MVC
The Model-View-Controller is a design pattern which is used to divided related program logic into three interconnected elements. Trygve Reenskaug (amazing name!) came up with in 1979, and his concept is still in use today. You can check out his website and see his original paper here. His design pattern defines the roles each element, as well as how they interact with each other (which element talks to which other element(s)).
How does it divide up everything? With boundaries. What are the boundaries? Just imaginary lines basically. In practice it is different logic into different files based on it’s role. Dividing things up has many advantages. It’s almost always easier to read and understand what is going on, and the code separated out is now often easily reusable if needed elsewhere. During development, each part can be developed by separate teams/individuals, without a bottleneck.

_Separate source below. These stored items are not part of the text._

PR #97, opened 2021-08-31
feat: add support files for packaging

coryan:
The intent is to use this with a github URL from `google-cloud-cpp`, or
from any other repository with similar needs. We do *NOT* anticipate
publishing this to PyPI.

Each of the three parts to this design pattern (model, view, controller) can hold many different files inside them, not just one. Each of these three parts is often referred to as a layer, for example the “View layer”.

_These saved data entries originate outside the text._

PR #98, opened 2021-09-01
cleanup: sort import directives

coryan:
The recommended order seems to be standard library modules, then
packages, then local modules.

### DIFF
--- a/gcs/holder.py
+++ b/gcs/holder.py
@@ -14,16 +14,15 @@
 
 """Implement a holder for resumable upload's data and rewrite's data"""
 
-from typing import ClassVar
-import crc32c
 import flask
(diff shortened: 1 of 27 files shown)


gcs/holder.py
```diff
@@ -14,16 +14,15 @@
 
 """Implement a holder for resumable upload's data and rewrite's data"""
 
-from typing import ClassVar
-import crc32c
 import flask
```
cojenco, line 17: Thanks for the cleanup! `flask` should be moved down?

coryan: Fixed.

cojenco (approved):
LGTM, thanks!!

PR #106, opened 2021-09-01
fix: use locks when accessing the database

coryan:
The database object is a global, shared by many threads. While we could
get away without synchronization (because there is no I/O in it to cause
a thread switch), we shouldn't.

Also renamed all the database fields to ensure they are always accessed
via a method that has the right locking. This is where near 100% code
coverage comes handy.


cojenco (approved):
LGTM👍 Thanks for adding this!

PR #113, opened 2021-09-02
fix: fields in objects.rewrite response should be strings

### LINKED ISSUE #112: Response from object rewrite incorrect
Current response fields `totalBytesRewritten` and `objectSize` are numbers, should be strings according to the json api: https://cloud.google.com/storage/docs/json_api/v1/objects/rewrite#response

BrennaEpp:
Fixes #112


coryan (approved):
Thanks!

PR #122, opened 2021-09-10
fix: add retention_policy.effective_time when locking a policy

### LINKED ISSUE #116: RetentionPolicy.EffectiveTime not set by server
The testbench does not set the `effective_time` of a RetentionPolicy when there is a call to `buckets.patch` updating the retention policy. The response then doesn't include `effectiveTime: x` which causes a parse error in the Go client as we try to parse the `effectiveTime` field.

A call to `buckets.insert` with a retention policy attached has the same issue: the effective time is not set by the testbench.

Note that a call to `buckets.lockRetentionPolicy` also does not set the `effectiveTime` nor `retentionPeriod` fields which also leads to parse errors. Not sure what the correct behaviour should be for this method if the bucket has no retention policy when attempting to lock it.

BrennaEpp:
Fixes #116 for the Go conformance tests, which use the lock method and need an effective time to parse.

### DIFF
--- a/testbench/rest_server.py
+++ b/testbench/rest_server.py
@@ -426,7 +426,9 @@ def bucket_test_iam_permissions(bucket_name):
 def bucket_lock_retention_policy(bucket_name):
     bucket = db.get_bucket(flask.request, bucket_name, None)
     bucket.metadata.retention_policy.is_locked = True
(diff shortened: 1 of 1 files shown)


tritone (approved):
Looks good once you fix the linting.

In the past the MVC design pattern was mostly used for GUIs (Graphical User Interfaces) on computer desktops. Now, it is often used for web based applications.
Photos
Well, that does not explain exactly how it is used. So here are a bunch of photos I searched for. I tried to find ones using Nodejs.
Model
The model component is used for data-related logic that the user interacts with, stores data. File structure is typically have a folder labeled “models” and placing different models inside it. Here we use Nodejs for our model, which uses a mongoose schema to get data.

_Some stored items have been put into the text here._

PR #125, opened 2021-09-21
fix: cleanup filter_response_rest and nested_keys

Breathtender:
A bug was happening where fields wasn't working properly and it was
leaving nested empty dicts in the response. This should clear that up,
by changing nested_keys function so that it includes parent keys also.


coryan (approved):

cojenco (approved):
LGTM, thanks!

PR #129, opened 2021-09-24
fix: missing directory is setup.py

coryan:
The pip package has been broken since #114, I just did not notice because my builds were pinned to v0.4.0.


Breathtender (approved):
nice catch

PR #172, opened 2021-12-01
cleanup: remove unused dependency

coryan:


frankyn (approved):
Ah, did I add it and never use it? I thought I did some validation with this package, but there is no code. Must have been an accident then. Thanks for catching it!

coryan:
You used it, I removed the usage in favor of "simpler" code.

const mongoose = require('mongoose');
const Schema = mongoose.Schema;
const Food = new Schema ({
name: { type: String, required: true },
calories: { type: String, required: true },
});
module.exports = mongoose.model('Food', Food)
View
The view displays things to the user, using the model to format it. For web base applications, the views folder will contain things like CSS/SASS and HTML files. With Nodejs, often a template engine such as ejs will be used as well.
Controller
Controls the requests from the view, and displays them back to the view. Here we create a controllers directory, and place all controller files inside it. In this case the controller would be responsible for handling requests and responses the user sends to it through the view.
const path = require('path');
const Food = require('../models/foods');
exports.index = function (req, res) {
res.sendFile(path.resolve('views/food.html'));
};
exports.create = function (req, res) {
var newFood = new Food(req.body);
console.log(req.body);
newShark.save(function (err) {
if(err) {
res.status(400).send('Oops');
} else {
res.redirect('/foods/food');
}
});
};
exports.list = function (req, res) {
Food.find({}).exec(function (err, food) {
if (err) {
return res.send(500, err);
}
res.render('food', {
foods: foods
});
});
};
Basically, the user will see the view, and when they manipulate it (such as by clicking a button that requests some new data) they are interacting with the controller. The controller talks to the model about the request, and the model sends what it wants displayed back to the controller, which updates the view.
Another way of saying the same thing: The controller receives inputs from the user through the view, and sends them to the model. The model takes the request, does something with it, and sends it back to the controller. The controller updates the view with this response, and the user now sees it.
Real life Node
This is often used with Node, and just means that you separate out all your authorization and route handlers into a separate directory. Instead of having them in the main app.js or index.js location. It is a big help organizing the code, making it easier to read and work on during development and in the future. Here is a sample file structure from a project:
Routing
Remember how MVC was originally used for things like desktop applications? Well, there was no network involved with that. With our Nodejs web based app, there is. The user will be a client, and the view a browser. The controller is located on your server, far away across the internet. To interact with the server, we send HTTP requests to it from the user/client/view.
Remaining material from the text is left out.